I downloaded Exemple_data.csv from your repository, uploaded it to your application and got an error in section 2 - Selection of your features and targets for the project:

streamlit.errors.StreamlitAPIException: This app has encountered an error. The original error message is redacted to prevent data leaks. Full error details have been recorded in the logs (if you're on Streamlit Cloud, click on 'Manage app' in the lower right of your app).
Traceback:
File "/home/appuser/venv/lib/python3.9/site-packages/streamlit/runtime/scriptrunner/script_runner.py", line 565, in _run_script
    exec(code, module.__dict__)
File "/app/madgui/MADGUI/MADGUI.py", line 175, in <module>
    feature = st.multiselect("Features - Unselected the one you don't need :", st.session_state['data_file'].columns, default = st.session_state['feature_selected'])
File "/home/appuser/venv/lib/python3.9/site-packages/streamlit/runtime/metrics_util.py", line 332, in wrapped_func
    result = non_optional_func(*args, **kwargs)
File "/home/appuser/venv/lib/python3.9/site-packages/streamlit/elements/multiselect.py", line 251, in multiselect
    return self._multiselect(
File "/home/appuser/venv/lib/python3.9/site-packages/streamlit/elements/multiselect.py", line 291, in _multiselect
    indices = _check_and_convert_to_indices(opt, default)
File "/home/appuser/venv/lib/python3.9/site-packages/streamlit/elements/multiselect.py", line 98, in _check_and_convert_to_indices
    raise StreamlitAPIException(

And after that I could reproduce the issue, but obviously something was wrong before that.

Then I deployed your app with Streamlit 1.23.1 and did the same, I found no errors and no leaking of data across sessions.

Hello,

The error message that you recieve come from the problem that I am talking about. We recieve this error message because it means that there is already different data in the cache (in st.session_state[‘data_file’]) that are not clear.

I tried your suggestion with streamlit 1.23.1 but I doesn’t change the problem. You can see clearly the problem if you open one app, charge the data, select the parameter, submit then go to the “Prediction” page. Then open a new app and on this new app click the “Reset all” button in the sidebar. You will see that it will also delete the data in the “prediction page” of the first app.

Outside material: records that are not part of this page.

PR #672, opened 2024-05-13
Update `run_inference_algorithm` to split `initial_position` and `initial_state`

reubenharry:
Improvement to `run_inference_algorithm`

**Description**:

`run_inference_algorithm` currently uses a try-except clause to allow the user to either provide an initial position or an initial state. This has led to some problems, when the `except` clause fails to trigger.

`run_inference_algorithm` also produces an array of `[num_steps, n_dims]`, which for long chains on high-dim problems can be prohibitively large. 

**Solution**:

Make `run_inference_algorithm` take `initial_state` or `initial_position` explicitly, so that the caller of `run_inference_algorithm` is responsible for providing `initial_state` or `initial_position`, rather than deferring this task.

Add a `streaming` mode for `run_inference_algorithm`.

 - [x] The doc is up-to-date;


blackjax/util.py
```diff
@@ -142,12 +142,13 @@ def index_pytree(input_pytree: ArrayLikeTree) -> ArrayTree:
 
 def run_inference_algorithm(
     rng_key: PRNGKey,
-    initial_state_or_position: ArrayLikeTree,
+    initial_state: ArrayLikeTree,
```
junpenglao, line 145: While I agree the initial `try ... except ...` block is not rigor to capture both `initial_state` and `initial_position`, we should not remove it here because an important use case for this top level API is for user to just supply the `initial_position`. Let's do it this way:

```python
def run_inference_algorithm(
    rng_key: PRNGKey,
    inference_algorithm: Union[SamplingAlgorithm, VIAlgorithm],
    num_steps: int,
    initial_state: ArrayLikeTree = None,
    initial_position: ArrayLikeTree = None,
    progress_bar: bool = False,
    transform: Callable = lambda x: x,
):
    ...
    if initial_state is None and initial_position is None:
        raise ...
    if initial_state is not None and initial_position is not None:
        raise ...
    if initial_position is not None:
        rng_key, init_key = split(rng_key, 2)
        inital_state = inference_algorithm.init(initial_state_or_position, init_key)
```

blackjax/util.py
```diff
@@ -142,12 +142,13 @@ def index_pytree(input_pytree: ArrayLikeTree) -> ArrayTree:
...
     inference_algorithm: Union[SamplingAlgorithm, VIAlgorithm],
     num_steps: int,
     progress_bar: bool = False,
     transform: Callable = lambda x: x,
-) -> tuple[State, State, Info]:
+    streaming=False,
```
junpenglao, line 150:
```suggestion
    return_states_avg=False,
```

blackjax/util.py
```diff
@@ -171,6 +171,8 @@ def run_inference_algorithm(
         A transformation of the trace of states to be returned. This is useful for
         computing determinstic variables, or returning a subset of the states.
         By default, the states are returned as is.
+    streaming
+        if True, `run_inference_algorithm` will take a streaming average of the value of transform, and return that average instead of the full set of samples. This is useful when memory is a bottleneck.
```
junpenglao, line 175: also no diagnostic is return when set to True

blackjax/util.py
```diff
@@ -179,26 +181,64 @@ def run_inference_algorithm(
...
-    keys = split(sample_key, num_steps)
+    keys = split(rng_key, num_steps)
 
     @jit
     def _one_step(state, xs):
         _, rng_key = xs
         state, info = inference_algorithm.step(rng_key, state)
         return state, (transform(state), info)
 
+    def _online_one_step(average_and_state, xs):
```
junpenglao, line 193: There is too much code repetition here, I suggest always computing the average as additional state for now.

junpenglao (changes requested):

blackjax/util.py
reubenharry: OK, I'm open to that. But I'd argue that this isn't ideal. The user has access to `inference_algorithm.init`, so can easily produce `initial_state` from `initial_position` in just one line. Hiding this process inside `run_inference_algorithm` doesn't really make it easier for the user, and creates an awkward `initial_state_or_position` variable along with various errors that have to be raised when both or neither are present. 

tldr: benefit of this feature is very low, added code complexity is high

blackjax/util.py
reubenharry: I did `return_expectation`, is that OK?

blackjax/util.py
reubenharry: This is true. Fixing this was slightly tricky, and I think should be deferred to an upcoming change which will change transform to also take info. I didn't want to do this here because it breaks other parts of the codebase.

blackjax/util.py
reubenharry: Addressed.

blackjax/util.py
junpenglao: It is a valid point, but then maybe we should change to require the input of `inference_algorithm.step` in the API?

reubenharry: That seems reasonable. If you like, I can do that now.

reubenharry: OK, I put it in, as you outlined. This required changing the order of arguments, so I went through the code and made sure `run_inference_algorithm` is called with default arguments everywhere.

junpenglao (approved):

blackjax/util.py
```diff
@@ -142,12 +143,15 @@ def index_pytree(input_pytree: ArrayLikeTree) -> ArrayTree:
...
-    initial_state_or_position: ArrayLikeTree,
     inference_algorithm: Union[SamplingAlgorithm, VIAlgorithm],
     num_steps: int,
+    initial_state: ArrayLikeTree = None,
+    initial_position: ArrayLikeTree = None,
     progress_bar: bool = False,
     transform: Callable = lambda x: x,
-) -> tuple[State, State, Info]:
+    return_state_history=True,
+    expectation: Callable = lambda x: x,
```
junpenglao, line 153: Should we combine the kwargs of `transform` and `expectation` for now? Otherwise we need a better name for `expectation`

blackjax/util.py
```diff
@@ -171,34 +176,88 @@ def run_inference_algorithm(
...
+    )
+
+    if not return_state_history:
+        return average, transform(final_state)
+    else:
+        state_history, info_history = history
+        return transform(final_state), state_history, info_history
+
+
+def streaming_average(O, x, streaming_avg, weight=1.0, zero_prevention=0.0):
```
junpenglao, line 235: we need a more descriptive name here instead of `O`. Moreover, I think it is better to have only `x` as input and have O(x) being called in `one_step` above.

junpenglao (changes requested):
Actually, a few more nit

blackjax/util.py
reubenharry: `expectation` seems to me like an appropriate name, since indeed the value calculated is the expectation. For example, if `expectation=lambda x: x**2`, then you get back $E[x^2]$.

By contrast, `transform` operates on the full history of samples. In the future, I think it would make sense for it to also take Info, so that the user can choose to dispense with (part of) the diagnostic info. That is why I thought it was better to keep them separate.

I think it would in theory be possible to make them the same, if necessary.

blackjax/util.py
reubenharry: Done. I used `expectation` as the new name.

blackjax/util.py
```diff
@@ -171,34 +176,87 @@ def run_inference_algorithm(
...
+
+
+def streaming_average(expectation, streaming_avg, weight=1.0, zero_prevention=0.0):
+    """Compute the streaming average of a function O(x) using a weight.
+    Parameters:
+    ----------
+        O
+            function to be averaged
+        x
+            current state
```
junpenglao, line 242: Update docstring

blackjax/util.py
junpenglao: That makes sense, but looking at the implementation, the return state is always `transform(state)`, which means for a expectation transformation, we should probably do `expectation(transform(x))`?

reubenharry:
The other argument returned, `average`, is the expectation. I'm not sure `expectation(transform(x))` would work, because they are both functions of `x` (the state).

junpenglao:
> The other argument returned, average, is the expectation. I'm not sure expectation(transform(x)) would work, because they are both functions of x (the state).

What i meant here is that:
1. The function intially returns `transform(x)`, which is a function of x (the state). For examples with transform is `lambda x: x.position`. If user wants to compute expectation eg $E[x^2]$, they need to do `np.mean(mcmc_samples ** 2)`
2. Now with the new functionarity that computes the expectation and not storing the full trace, my arguement here is that we should have `trasnform` being a function of the state, but function `expectation` being a function of the output of `transform`.

Does this makes sense?

reubenharry:
Yeah, that makes sense. Updated.

junpenglao (approved):
Thank you!

PR #7, opened 2021-05-25
Add version to packaging config

### LINKED ISSUE #2: Implement semantic versioning from tags
Semantic versioning with git tags: https://semver.org/

connortann:
This updates the build config to **version** the build according to the latest git tag.

Git tags are used as the single source of truth of the version. The version will then appear in several places:
- The built python package (i.e. when `python -m build` is run, the wheel file has the version in the name)
- The `resqpy.__version__` attribute
- The top right and bottom left of https://resqpy.readthedocs.io/

Closes #2 

References:

- https://packaging.python.org/guides/single-sourcing-package-version/
- https://github.com/pypa/setuptools_scm/

### DIFF
--- a/.gitignore
+++ b/.gitignore
@@ -21,6 +21,9 @@ build
 dist
 *.egg-info
 
+# Dynamically-generated version
+resqpy/version.py
+
 # XSD files
 resqml/olio/data/Properties.xsd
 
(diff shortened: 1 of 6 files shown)


connortann:
@andy-beer  I believe the unit tests on this MR are failing due to something unrelated; a fix for that is in Merge Request #5.

PR #14, opened 2021-05-28
add_faults() bug fix for new fault intersecting existing fault

andy-beer:
fix of bug affecting split pillar data when adding a fault that intersects an existing fault


andy-beer:
I also added a line to .gitignore which probably only affects Mac users. (Should have been a separate branch and pull request, sorry!)

PR #18, opened 2021-05-28
Refactor DeviationSurvey class with class constructors

### LINKED ISSUE #27: Class constructor methods for creating objects
Presently, the init methods of many classes are quite complex, as they handle several things:

- Loading an existing object from disk 
- Creating a new object from input parameters
- Creating the object from e.g. other file formats

It could help to implement some separate `cls.from_file` class methods, to reduce the complexity of init methods

connortann:
An attempt to refactor an arbitrarily-chosen class `DeviationSurvey`, to explore simplifying the init method using class constructors e.g. `cls.from_dataframe()`.

Sets the `uuid` to be the only primary key, and `root_node` and `part` as properties that are dynamically evaludated using `uuid`.

Refactors the `load_xml` method considerably.

Also adds some more tests, and adds fixes to various other parts of the code to get the tests to pass.

Closes #27


connortann:
@emmanesbit FYI, I came across an issue with measured depths being in apparently the wrong place in the xml files for DeviationSurveys. Andy mentioned that you'd come across a similar issue recently?

emmanesbit:
> @emmanesbit FYI, I came across an issue with measured depths being in apparently the wrong place in the xml files for DeviationSurveys. Andy mentioned that you'd come across a similar issue recently?

Thanks Connor, your change fixes the issue I found in deviation survey. 

I ran into another issue related to deviation surveys in Trajectory, in load_from_xml, also in well.py. When defining ds_uuid (line 816 for me, though may have changed in your version) it was previously always returning None, i've updated the current line to `ds_uuid = bu.uuid_from_string(rqet.find_tag_text(rqet.find_tag(node, 'DeviationSurvey'), 'UUID'))` to fix this issue.

I'll merge this change once happy with testing, but as it might cause merge conflicts happy to update in your current branch if easier.

tests/test_well.py
```diff
@@ -61,3 +64,45 @@ def test_logs():
...
+   datum: resqpy.well.MdDatum
+   model, well_interp, datum, traj = example_model_with_well
+   epc_path = model.epc_file
+
+   # Create new survey
+   survey = resqpy.well.DeviationSurvey(
+      parent_model=model,
+      represented_interp=well_interp,
+      md_datum=datum,
+      measured_depths=[1,2,3],
```
andy-beer, line 84: These four numerical arrays would normally be floating point numbers – testing with integers is a curiosity but perhaps testing with float data would be better.

resqpy/well.py
```diff
@@ -317,222 +316,248 @@ class DeviationSurvey():
...
-         self.load_from_data_frame(data_frame, md_uom = length_uom, md_datum = md_datum)
-      elif deviation_survey_file:
-         self.load_from_ascii_file(deviation_survey_file,
-                                   space_separated_instead_of_csv = survey_file_space_separated,
-                                   md_uom = length_uom, md_datum = md_datum)
-      if self.uuid is None: self.uuid = bu.new_uuid()
 
+      # TODO: remove init from root_node, use just uuid
+      if root_node is not None:
+         warnings.warn("Argument root_node is deprecated, please use uuid")
```
andy-beer, line 373: Does this end up as a standard python logging warning message?

tests/test_well.py
connortann: I updated the write_hdf functino to ensure the MDs are cast as floats when saved to HDF5.

resqpy/well.py
connortann: It's a standard warning, not quite the same as logging.warning.

From the python [logging docs](https://docs.python.org/3/howto/logging.html), they suggest `warnings.warn`:
image

tests/test_well.py
andy-beer: The functino sounds like something discovered at CERN!

andy-beer (approved):

PR #28, opened 2021-06-01
Use autoclasstoc to separate out "high level" and "low level" methods

### LINKED ISSUE #16: Delineate most often used methods in the docs
For classes that have a large number of methods, it would be helpful to separate out the high-level and low-level methods somehow in the autosummary listing.

connortann:
Closes #16 

Uses the autoclasstoc library to enhance our Sphinx documentation with customised sections when listing out methods of a class: https://autoclasstoc.readthedocs.io/en/latest/index.html

Enables us to separate out high- and low-level methods in the docs, to make it a bit more tractable when the table gets very long. The enables us to promote a method to a special "High-level methods" section by including `:meta high-level:` at the end of the docstring.

The new-style documentation can be previewed here:
https://resqpy.readthedocs.io/en/split-docs/

### DIFF
--- a/docs/_templates/custom-class-template.rst
+++ b/docs/_templates/custom-class-template.rst
@@ -6,6 +6,6 @@
    :members:
    :show-inheritance:
    :inherited-members:
-   :special-members: __call__, __add__, __mul__
+   :special-members: __init__
 
    .. autoclasstoc::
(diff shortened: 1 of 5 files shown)


connortann:
@andy-beer here's a screenshot showing how the new docs look with a separate "high-level" section.

The name of the section(s) can be changed, this is just a first pass.

image

PR #32, opened 2021-06-02
Merging timeseries

jrt54:
New timeseries functions to merge together several timeseries into one sorted timeseries and return the resulting timeseries object. Also created a convenience routine to return datetime objects which may entail slicing off the "+Z" timezone character from the timestamps. 

This works only based off of timeseries uuids.

I created tests in tests/test_timeseries.py, but I'm not sure how to configure the CI workflow to run them automatically

### DIFF
--- a/resqpy/time_series.py
+++ b/resqpy/time_series.py
@@ -376,19 +376,21 @@ def time_series_from_list(timestamp_list, parent_model = None):
       time_series.add_timestamp(timestamp)
    return time_series
 
-def merge_timeseries_from_uuid(model, timeseries_uuid_iter, reverse=False):
-   """Create a TimeSeries object from an iteratable object of existing timeseries UUIDs of timeseries. iterable can be a list, array, or iteratable generator (model must be provided). reverse=True returns a timeseries object in ascending order. Reverse=None returns a timeseries without timestamps being sorted. Returns the new time series, the new time series uuid, and the list of timeseries objects used to generate the list"""
-    #assert(False)
+def merge_timeseries_from_uuid(model, timeseries_uuid_iter):
+   """Create a TimeSeries object from an iteratable object of existing timeseries UUIDs of timeseries. iterable can be a list, array, or iteratable generator (model must be provided). The new timeseries is sorted in ascending order. Returns the new time series, the new time series uuid, and the list of timeseries objects used to generate the list"""
+   
+   reverse=False 
+
    alltimestamps=set({})
    timeserieslist=[]
    for timeseries_uuid in timeseries_uuid_iter:
        timeseriesroot=model.root(uuid=timeseries_uuid)
        assert(rqet.node_type(timeseriesroot) == 'obj_TimeSeries')
        
-       #singlets=model.part_for_uuid(timeseries_uuid)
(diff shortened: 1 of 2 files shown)


connortann:
The static analysis failure is not your fault - looks like it wasn't set up correctly to run on forks.

I've updated the GitHub actions workflow in #35 ; so try rebasing your branch on top of master and see if it passes now.

connortann:
@andy-beer an issue is that python 3.6 does not support `datetime.fromisoformat` . It looks like we could get this working by installing this extra pip package:

https://github.com/movermeyer/backports.datetime_fromisoformat

However, it may be simpler to just drop support for python 3.6 . Two files need to be updated:
- setup.cfg , the classifiers section for PyPI
- github/workflows/ci-tests.yml , the "matrix strategy" section for running unit tests

resqpy/time_series.py
```diff
@@ -247,6 +247,18 @@ def extend_by_days(self, days):
...
+      datetimes=[]
+        
+      for timestamp in self.timestamps:
+         datetime_timestamp=timestamp
+         if timestamp.endswith('Z'): datetime_timestamp = timestamp[:-1]
+         datetimes.append(dt.datetime.fromisoformat(datetime_timestamp))
+        
+        
+
+      return datetimes
```
connortann, line 261: Perhaps a list comprehension is simpler here?

```suggestion
      return [dt.datetime.fromisoformat(t.rstrip('z')) for t in self.timestamps]
```

resqpy/time_series.py
```diff
@@ -364,6 +376,31 @@ def time_series_from_list(timestamp_list, parent_model = None):
...
+   for timeseries_uuid in timeseries_uuid_iter:
+       timeseriesroot=model.root(uuid=timeseries_uuid)
+       assert(rqet.node_type(timeseriesroot) == 'obj_TimeSeries')
+       
+       singlets=TimeSeries(model, time_series_root=timeseriesroot)
+       timeserieslist.append(singlets)
+       #alltimestamps.update( set(singlets.timestamps) )
+       alltimestamps.update( set(singlets.datetimes()) )
+   
+   if reverse is None:
```
connortann, line 395: Will reverse ever be None? It seems to be defined as False above

andy-beer:
I'm happy to drop support for python 3.6 and earlier, @connortann

connortann:
> I'm happy to drop support for python 3.6 and earlier, @connortann

OK, dropping support in #37 . @jrt54 , once that one is merged, please rebase this branch on top of master so the CI will run with the updated configuration.

resqpy/time_series.py
jrt54: No it won't. I originally tried to allow creation of a timeseries with an argument sorting or without sorting, but it seems like the returned timeseries generated from a list of a timestamps is almost always in ascending sorted order. So I removed the (reverse) argument.

jrt54:
Alright I rebased and pushed again, I believe that should have updated the PR

jrt54:
@connortann @andy-beer , is there any action waiting on me to go forward with this merge? All checks passed, but I see is a warning that I'm not authorized to merge.

PR #36, opened 2021-06-03
Optimising consolidation

andy-beer:
BOOTs Maps workflow is taking too long to consolidate large ensembles (time grows worse than linear with number of realisations). This change aims to provide some speedup when the calling code has some 'knowledge' about the ensemble.


andy-beer:
@emmanesbit I think these changes can be merged in. These optimisations are primarily for Patrick's mapping work for large ensembles.

emmanesbit (approved):
Looks good to me!

PR #42, opened 2021-06-03
WIP: Cross fault bug fix

andy-beer:
This change completely re-works the fault throw scaling function in the derived_model module. This function was not working property where faults intersected one another.

The creation of the column-pillar mapping in the Grid module has also been rewritten.


andy-beer:
Todo: add test functions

Here is an exemple of the problem I am talking about, problem that occurs only in streamlit cloud:

import streamlit as st
if 'proof' not in st.session_state:
	st.session_state["proof"]="This text is the initialization of st.session_state['proof']"
	st.write(st.session_state["proof"])
	st.stop()
else:
	st.session_state["proof"]="If you see that on a new page there is a problem"
	st.write(st.session_state["proof"])
reset_button=st.button("Reset session_state")
if reset_button:
	st.session_state={}
	st.experimental_rerun()

If you deploy the code above, when you will open a new page of the app you are suppose to receive only the message “This text is the initialization of st.session_state[‘proof’]” but when you open a second new page you will see that st.session_state[“proof”] already exist so you will receive the message “If you see that on a new page there is a problem” when you are not supposed too.

This is my deployment if your MADGUI where I cannot replicate the issue. Let me know if you can.

I’ll try your new snippet when I find the time.

Thank you for your time.

I still find the same problem with your deployment of MADGUI, after I tested your deployement of MADGUI, you just have to go on it again without uploading any file, you will see data on the prediction page that you are not suppose to see since you didn’t upload any data yet.
Another way to reproduce it:

  • launch one page of MADGUI (let say as USER 1)
  • use the data on GitHub
  • complete the selection of features and targets
  • it will unlock the others pages (Prediction and Bayesian)
  • then launch a new MADGUI page (like if you are another user, USER 2)
  • click “Reset all” in the sidebar
  • go back to the first MADGUI (in USER 1 page) and you will see that your selection of features and targets and the access to the others pages are reset too when it should not.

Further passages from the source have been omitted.